**GIVEN ENTRIES**
· · · · · · ·

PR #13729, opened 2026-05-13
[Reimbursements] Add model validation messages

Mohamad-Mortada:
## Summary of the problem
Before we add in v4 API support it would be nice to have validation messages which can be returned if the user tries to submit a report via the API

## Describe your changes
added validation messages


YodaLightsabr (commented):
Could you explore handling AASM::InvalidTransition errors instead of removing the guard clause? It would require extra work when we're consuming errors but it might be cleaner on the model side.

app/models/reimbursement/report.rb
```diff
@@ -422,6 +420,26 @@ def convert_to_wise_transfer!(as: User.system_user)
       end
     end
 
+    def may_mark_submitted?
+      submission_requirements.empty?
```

· · · · · · ·

**TASK INSTRUCTIONS**
Quote the lines of the listing above that run from the line with "added validation messages" through its last line, both included, and nothing else.

**ANSWER TO THE EXERCISE**
added validation messages


YodaLightsabr (commented):
Could you explore handling AASM::InvalidTransition errors instead of removing the guard clause? It would require extra work when we're consuming errors but it might be cleaner on the model side.

app/models/reimbursement/report.rb
```diff
@@ -422,6 +420,26 @@ def convert_to_wise_transfer!(as: User.system_user)
       end
     end
 
+    def may_mark_submitted?
+      submission_requirements.empty?
```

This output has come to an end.